Please submit your application and complete the host institution application process via: https://warwick.ac.uk/fac/sci/lifesci/study/pgr/studentships/nerccenta/ University of Warwick projects will be added here: https://warwick.ac.uk/fac/sci/lifesci/study/pgr/studentships/nerccenta/studentships/ and application guidance is at the bottom of this page. Complete the online application form – selecting course code P-C1PB (Life Sciences PhD); from here you will be taken through to another screen where you can select your desired project. Please enter “NERC studentship” in the Finance section and add Nikki Glover, [email protected] as the scholarship contact. Please also complete the CENTA Studentship Application Form 2025 and submit via email to [email protected]. Please quote CENTA 2025-W19 when completing the application form.

 Applications must be submitted by 23:59 GMT on Wednesday 8th January 2025. 

Possible timeline

Year 1

Year 1/2: Field experimental design and field data/sample collection training undertaken. Samples will be collected from Brassica fields, 3 times during the year, for two years, from different Brassica species including kale, cauliflower and broccoli. Bacteriophages will be isolated against Xcc dominant strains. DNA will be extracted for phage genome sequencing to assess diversity. Viromes will be extracted from soil and leaf samples, following the established methods. The quality of the extract will be checked. The extracts will be sent for sequencing.

Year 2

Year 2/3: Bioinformatic analysis of phage genomes and virome seqeunecs will be done to investigate the impact of temperature, time and season on both phage and virome diversity. Phage host range assays will be performed for a large set of Xcc strains to understand their efficacy and if temperature, time and season has any impact on phage efficacy.

Year 3

Year 3.5: Final analysis of the data, writing up of manuscripts and thesis will be done.

This project has a built-in resilience in the fieldwork, covering spring/summer/autumn or winter components of data collection over two years.

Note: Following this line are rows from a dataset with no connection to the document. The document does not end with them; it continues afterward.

PR #8398, opened 2022-07-06
Backlog 35839 Move RSS plugins  out of core

GopiKrishnaAngadi:


plugins/pom.xml
```diff
@@ -84,6 +84,7 @@
         <module>salesforce</module>
         <module>pur</module>
         <module>ms-access</module>
+        <module>rss</module>
```
peterrinehart, line 87: If this plugin is getting moved from kettle-engine to a plugin, this should go in the lowdeps section above, not in highdeps.

peterrinehart (changes requested):

PR #8426, opened 2022-07-21
[PDI-19562] 'Delete Files' step does not delete files from Windows mapped drive

andreramos89:


andreramos89:
@smmribeiro 
@bcostahitachivantara 
@renato-s

PR #8445, opened 2022-08-01
[BACKLOG-35829] Move meta-inject-plugin out of OSGi

spravasahu:
[BACKLOG-35829] Move meta-inject-plugin out of OSGi


peterrinehart (changes requested):
Everything here looks good, however we're missing a class similar to https://github.com/pentaho/pentaho-kettle/blob/no-osgi/plugins/excel/impl/src/main/java/org/pentaho/di/lifecycle/KettleExcelPluginLifecycleListener.java to register the metaverse analyzer code (MetaInjectAnalyzer.java).

assemblies/plugins/pom.xml
```diff
@@ -680,6 +681,18 @@
             </exclusion>
           </exclusions>
         </dependency>
+        <dependency>
```
peterrinehart, line 684: This dependency should be up in the main group of dependencies, not inside any of the profiles.

peterrinehart (changes requested):

assemblies/plugins/pom.xml
spravasahu: addressed review comments

peterrinehart (approved):

PR #8461, opened 2022-08-03
[BACKLOG-35812] - Removing excel and reporting unnecessary jars from …

sVarma1992:
Removing excel and reporting unnecessary jars from engine


engine/src/main/java/org/pentaho/di/shared/SharedObjects.java
```diff
@@ -34,7 +34,7 @@
 
 import org.apache.commons.vfs2.FileObject;
```
ddiroma, line 35: @sVarma1992 Please update the copyright

sVarma1992: Done the requested changes

ddiroma (approved):

PR #8500, opened 2022-08-22
[BACKLOG-36234] Fix for interacting with files without any extension

urena-kenny:


peterrinehart (changes requested):
Any chance we can consolidate some of the repeated code in there?  That same boolean check is done a couple times, for instance.

peterrinehart (approved):

PR #8517, opened 2022-08-26
[PDI-19160]-Set variables(job entry): When "Variable substitution" is N, the value of the externally set variable is replaced.

krishnaalluhitachi:
Code is added to respect Variable Substitution flag so that variables declared in the Set Variables step operated as below

Variable will be overridden if the same variable is available in the property file and Variable Substitution flag is true
Variable will not be overridden if the Variable Substitution flag is false
Variable will be added if the variable is not available in the property file and Variable Substitution flag is true/false.


buildguy:
### :white_check_mark: Build finished in 18m 50s
Build command:
```console
mvn clean verify -B -e -Daudit -amd -pl engine
```
---
 :exclamation: No tests found!
 ---
 
 

PR #8553, opened 2022-09-08
[PDI-18807] : Using Create Folder step to create a folder in S3 - displays a file being created until manually refreshed

SreejaSridhar:
Previously FileUtils.copyContent() method is used which is unable to copy a folder and could copy only files. And also the usage of FileUtils class was deprecated. Now it is able to copy folders as well.


buildguy:
### :white_check_mark: Build finished in 18m 28s
Build command:
```console
mvn clean verify -B -e -Daudit -amd -pl engine
```
---
 :exclamation: No tests found!
 ---
 
 

PR #3681, opened 2022-01-17
feat(bot): implement generateArmTemplate in dotnet scenario

hund030:


IvanJobs (approved):
lgtm.
Despite the fact that ut cases are added to verify the rendered/expected bicep files, better to use bicep cli to provision these bicep files in real to check their effectiveness if feasible.

hund030:
> lgtm. Despite the fact that ut cases are added to verify the rendered/expected bicep files, better to use bicep cli to provision these bicep files in real to check their effectiveness if feasible.

In fact, these expected bicep files can not be compiled, solution does a lot to orchestrate those biceps. I agree that we should verify if these bicep files feasible but it can not be done by plugin level test, and e2e test should have covered it.

packages/fx-core/src/plugins/resource/bot/interface.ts
```diff
@@ -0,0 +1,19 @@
+// Copyright (c) Microsoft Corporation.
+// Licensed under the MIT license.
+
+import { PluginContext } from "@microsoft/teamsfx-api";
+import { FxResult } from "./result";
+
+export interface PluginImpl {
```
eriolchan, line 7: Is this interface not provided by solution or FxCore?

PR #3685, opened 2022-01-17
fix(localdebug): use detect-port to detect if ports are in use

kuojianlu:
[detect-port](https://github.com/node-modules/detect-port) is used by react-scripts and many other projects.

To fix: https://msazure.visualstudio.com/Microsoft%20Teams%20Extensibility/_workitems/edit/13023066


packages/fx-core/package.json
```diff
@@ -63,6 +63,7 @@
     "axios": "^0.21.2",
     "cryptr": "^6.0.2",
     "dateformat": "^4.5.1",
+    "detect-port": "^1.3.0",
```
swatDong, line 66: `detect-port` has its type definitions - https://www.npmjs.com/package/@types/detect-port

packages/fx-core/tests/common/local/portChecker.test.ts
```diff
@@ -70,7 +70,7 @@ describe("portChecker", () => {
 
     it("happy path", async () => {
       const mockServer = new MockServer([]);
-      sinon.stub(net, "createServer").returns(mockServer as unknown as net.Server);
+      sinon.stub(net, "Server").returns(mockServer as unknown as net.Server);
```
swatDong, line 73: Is it possible to directly mock `detect`?

packages/fx-core/package.json
kuojianlu: Good catch, updated.

packages/fx-core/tests/common/local/portChecker.test.ts
kuojianlu: Yes, mocked `detect-port` instead.

packages/fx-core/package.json
```diff
@@ -84,6 +85,7 @@
     "node-ts-uuid": "^1.0.8",
     "openapi-types": "^7.2.3",
     "proper-lockfile": "^4.1.2",
+    "proxyquire": "^2.1.3",
```
swatDong, line 88: Move to `devDependencies` if it's only used by test.

swatDong (approved):

PR #3693, opened 2022-01-18
chore(sql): update axios error

xzf0587:
update axios error

### DIFF
--- a/packages/fx-core/src/plugins/resource/sql/managementClient.ts
+++ b/packages/fx-core/src/plugins/resource/sql/managementClient.ts
@@ -182,23 +182,23 @@ export class ManagementClient {
   }
 
   async addLocalFirewallRule(): Promise<void> {
-    const response = await axios.get(Constants.echoIpAddress);
-    const localIp: string = response.data;
-    const partials: string[] = localIp.split(".");
-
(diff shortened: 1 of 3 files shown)


xzf0587:
When the axios throws error , it looks like below
image

packages/fx-core/src/plugins/resource/sql/managementClient.ts
```diff
@@ -182,23 +182,23 @@ export class ManagementClient {
   }
 
   async addLocalFirewallRule(): Promise<void> {
-    const response = await axios.get(Constants.echoIpAddress);
-    const localIp: string = response.data;
-    const partials: string[] = localIp.split(".");
+    try {
+      const response = await axios.get(Constants.echoIpAddress);
```
adashen, line 186: maybe not related to the error fix. But one question is why we not use os networkInterfaces instead to get ip address. Is there any limitation?

xzf0587: We need to get the external IP address of the machine to config the firewall rule. The network interface in machine provides the internal  IP address which is not public IP address and usually is translated by NAT.

blackchoey (approved):

PR #3697, opened 2022-01-18
chore(localdebug): add v1 property in local debug telemetry

XiaofuHuang:
Add telemetry to track whether there are v1 F5 users


packages/fx-core/src/plugins/solution/fx-solution/debug/provisionLocal.ts
```diff
@@ -47,6 +47,7 @@ export async function setupLocalDebugSettings(
   const includeBot = ProjectSettingsHelper.includeBot(ctx.projectSetting);
   const includeAAD = ProjectSettingsHelper.includeAAD(ctx.projectSetting);
   const includeSimpleAuth = ProjectSettingsHelper.includeSimpleAuth(ctx.projectSetting);
+  const migrateFromV1 = ProjectSettingsHelper.isMigrateFromV1(ctx.projectSetting);
```
swatDong, line 50: Duplicated with `isMigrateFromV1`. Make sure `ProjectSettingsHelper.isMigrateFromV1` only called once.

XiaofuHuang: Got it

PR #3717, opened 2022-01-19
perf: enhance telemetry collection

1openwindow:
ADO: https://msazure.visualstudio.com/Microsoft%20Teams%20Extensibility/_workitems/edit/12974459


1openwindow:
base on this PR: https://github.com/OfficeDev/TeamsFx/pull/3663
add two more thing.
1. set time out
2. call dispose() when vs code deactivate() is trigged

swatDong (approved):

packages/vscode-extension/src/handlers.ts
```diff
@@ -351,7 +351,12 @@ export async function createNewProjectHandler(args?: any[]): Promise<Result<any,
   ExtTelemetry.sendTelemetryEvent(TelemetryEvent.CreateProjectStart, getTriggerFromProperty(args));
   const result = await runCommand(Stage.create);
   if (result.isOk()) {
-    commands.executeCommand("vscode.openFolder", result.value);
+    await ExtTelemetry.dispose();
+    // after calling dispose(), let reder process to while for a while instead of directly call "open folder"
+    // otherwise, the flush operation in dispose() will be interrupted due to shut down the render process.
+    setTimeout(() => {
+      commands.executeCommand("vscode.openFolder", result.value);
```
HuihuiWu-Microsoft, line 358: Can we make this duration more accurate if it works for less timeout?

1openwindow: it is hard to give a accurate duration. I did some test on 1000ms, it works on my local. But to be more safe, I like to set it as 3000ms. From the test result, we don't loss telemetry in 3000ms.

HuihuiWu-Microsoft (approved):

swatDong (approved):

PR #3721, opened 2022-01-19
perf: generate config files according to whether config content exist

wenytang-ms:


wenytang-ms:
this PR modify 3 test cases.
1. create a tab app without sa, so there will be no any config or teamsfx in templates.
2. create a tab app without sa, then add bot plugin, there will be add config and teamsfx.
3. create a tab app with sa, there must be config and teamsfx in templates, then add bot plugin, there the config added bot plugin, and teamsfx folder add bot config bicep.

packages/fx-core/tests/plugins/solution/solution.arm.test.ts
```diff
@@ -292,6 +239,10 @@ Mocked aad configuration orchestration content. Module path: './teamsFx/aadConfi
         AadParameter: `${TestFileContent.aadParameterValue}`,
       })
     );
+    expect(await fs.pathExists(path.join(projectArmTemplateFolder, TestFilePath.configFileName))).to
```
blackchoey, line 242: should we expect this to be true? The bot plugin requires config

wenytang-ms: 261 line will add bot plugin, current there has no any other plugins except frontend hosting. 
so there is no any config files

packages/fx-core/tests/plugins/solution/solution.arm.test.ts
```diff
@@ -390,15 +334,155 @@ Mocked bot provision orchestration content. Module path: './provision/botProvisi
...
+    TestHelper.mockedFehostGenerateArmTemplates(mocker);
+    TestHelper.mockedAadGenerateArmTemplates(mocker);
+    TestHelper.mockedIdentityGenerateArmTemplates(mocker);
+    TestHelper.mockedSimpleAuthGenerateArmTemplates(mocker);
+    TestHelper.mockedBotGenerateArmTemplates(mocker);
+    TestHelper.mockedFeHostUpdateArmTemplates(mocker);
+    TestHelper.mockedIdentityUpdateArmTemplates(mocker);
+    TestHelper.mockedSimpleAuthUpdateArmTemplates(mocker);
+    // Action
+    let result = await generateArmTemplate(mockedCtx, [
```
blackchoey, line 366: the second parameter is selected plugin, should it only conatins bot plugin in this test case?

blackchoey: for this test case, my understanding is we're testing the situation that when config.bicep and teamsfx folder already exists, adding another resource plugin that requires config will success with no error. So maybe we can generateArmTemplates(ctx,[tab,simpleauth]) first, then generateArmTemplates(ctx, [bot]) to test this scenario.

packages/fx-core/tests/plugins/solution/solution.arm.test.ts
blackchoey: thanks

packages/fx-core/tests/plugins/solution/solution.arm.test.ts
```diff
@@ -390,15 +334,155 @@ Mocked bot provision orchestration content. Module path: './provision/botProvisi
...
+      aadPlugin,
+      botPlugin,
```
blackchoey, line 368: the bot plugin should be fehostPlugin here?

wenytang-ms: thanks!

blackchoey (approved):

jayzhang (approved):

PR #3723, opened 2022-01-19
fix: select capability can go back

HuihuiWu-Microsoft:
Fix the P0 bug: https://msazure.visualstudio.com/Microsoft%20Teams%20Extensibility/_sprints/taskboard/Teams%20Extensibility%20E2E%20Team/Microsoft%20Teams%20Extensibility/CY22-1.1?workitem=13023698

Root cause: actually there's an invisible question for creating new project. So the current step for select capability is 2 and back button is available.

### DIFF
--- a/packages/api/src/qm/visitor.ts
+++ b/packages/api/src/qm/visitor.ts
@@ -89,7 +89,7 @@ const questionVisitor = async function (
   totalSteps?: number
 ): Promise<Result<InputResult<any>, FxError>> {
   if (inputs[question.name] !== undefined) {
-    return ok({ type: "success", result: inputs[question.name] });
+    return ok({ type: "skip", result: inputs[question.name] });
   }
   if (question.type === "func") {
     try {


packages/api/src/qm/visitor.ts
```diff
@@ -89,7 +89,7 @@ const questionVisitor = async function (
   totalSteps?: number
 ): Promise<Result<InputResult<any>, FxError>> {
   if (inputs[question.name] !== undefined) {
-    return ok({ type: "success", result: inputs[question.name] });
+    return ok({ type: "skip", result: inputs[question.name] });
```
HuihuiWu-Microsoft, line 92: @jayzhang I was considering removing the create question from question model but has side effect since the download sample logic will also traverse the question model. So I have to keep the question model for create and make the question as 'skip' if the answer to the question is pre-set. Do you have any concern?

jayzhang (approved):

PR #3728, opened 2022-01-20
chore: adjust templates version and fix CD workflow condition

wenytang-ms:


.github/workflows/cd.yml
```diff
@@ -118,7 +118,7 @@ jobs:
           fi
       
       - name: sync up templates deps with sdk version for RC
-        if: ${{ contains(steps.version-change.outputs.CHANGED, '@microsoft/teamsfx') && !contains(steps.version-change.outputs.CHANGED, 'templates@') && github.event_name == 'workflow_dispatch' && github.ref == 'refs/heads/main' && github.event.inputs.preid == 'rc' }}
+        if: ${{ contains(steps.version-change.outputs.CHANGED, '@microsoft/teamsfx') && github.event_name == 'workflow_dispatch' && github.event.inputs.preid == 'rc' }}
```
qinezh, line 121: do we need to keep the check `github.ref == 'refs/heads/main'` for this step?

adashen (approved):

.github/workflows/cd.yml
wenytang-ms: the hotfix branch also needs, avoid too many condition, and these condition is validate at first

qinezh (approved):

PR #3729, opened 2022-01-20
perf(template): add connection timeout for fetching templates

hund030:
The timeout parameter in axios is a response timeout, which throw an error when server doesn't response in time. While what we need is a connection timeout, which throw an error when the request doesn't end in time.

## How was this change tested
1. Replace template url with 1GB size test file download link.
2. Run scaffold, plugin takes more than 2 minutes to download the test file.
```
[2022-01-20T03:01:26.038Z] [Info] - [fx-resource-frontend-hosting] Retrieving template from 'https://speed.hetzner.de/1GB.bin'.
[2022-01-20T03:03:59.687Z] [Info] - [fx-resource-frontend-hosting] Error: Invalid or unsupported zip format. No END header found
[2022-01-20T03:03:59.689Z] [Info] - [fx-resource-frontend-hosting] Failed to retrieve latest template from GitHub. Using local template instead.
```
3. Add the changes.
4. Run scaffold, plugin takes 30 seconds but request timeout, and fallback to using local templates.
```
[2022-01-19T08:53:27.252Z] [Info] - [fx-resource-frontend-hosting] Retrieving template from 'https://speed.hetzner.de/1GB.bin'.
[2022-01-19T08:53:57.254Z] [Info] - [fx-resource-frontend-hosting] Error: Request timeout
[2022-01-19T08:53:57.255Z] [Info] - [fx-resource-frontend-hosting] Failed to retrieve latest template from GitHub. Using local template instead.
```

### DIFF
--- a/packages/fx-core/src/common/template-utils/templatesActions.ts
+++ b/packages/fx-core/src/common/template-utils/templatesActions.ts
@@ -43,8 +43,8 @@ export interface ScaffoldAction {
   run: (context: ScaffoldContext) => Promise<void>;
 }
 
-const defaultTryLimits = 3;
-const defaultTimeoutInMs = 10000;
+const defaultTryLimits = 1;
+const defaultTimeoutInMs = 30000;
 
 const missKeyErrorInfo = (key: string) => `Missing ${key} in template action.`;
 
--- a/packages/fx-core/src/common/template-utils/templatesUtils.ts
+++ b/packages/fx-core/src/common/template-utils/templatesUtils.ts
@@ -2,7 +2,7 @@
 // Licensed under the MIT license.
 
 import AdmZip from "adm-zip";
-import axios, { AxiosResponse } from "axios";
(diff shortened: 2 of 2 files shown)


a1exwang (approved):
axios CancelToken is [deprecated after 0.22](https://axios-http.com/docs/cancellation). We are currently using 0.21. It would be better to fix that. But it is also okay to fix that later when we upgrading axios.

IvanJobs (commented):
Refer to this thread: https://github.com/axios/axios/issues/1739
Does the follow solution looks better?
image

hund030:
> axios CancelToken is [deprecated after 0.22](https://axios-http.com/docs/cancellation). We are currently using 0.21. It would be better to fix that. But it is also okay to fix that later when we upgrading axios.

Try to upgrade axios to 0.22 or 0.24, both get many compile errors. Let's stay at 0.21.

IvanJobs (approved):
lgtm

PR #3735, opened 2022-01-20
feat: run npm install automatically after scaffolding in vsc 

kuojianlu:
- add "Automatic NPM Install" setting
- add `automaticNpmInstall` state in core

Phage and virome biodiversity assessment will include DNA genome sequencing, metabarcoding, and viromic analysis which will be analysed using multivariate analysis tools in R and Warwick Scientific Computing Research Technology Platform (SCRTP). Additionally, the project involves isolating bacteria and phage for further investigation of culturable microbial community in relation to social and spatial ecology, and assessment of the role of temperature on phage and virome diversity in brassicas under current climate change scenario.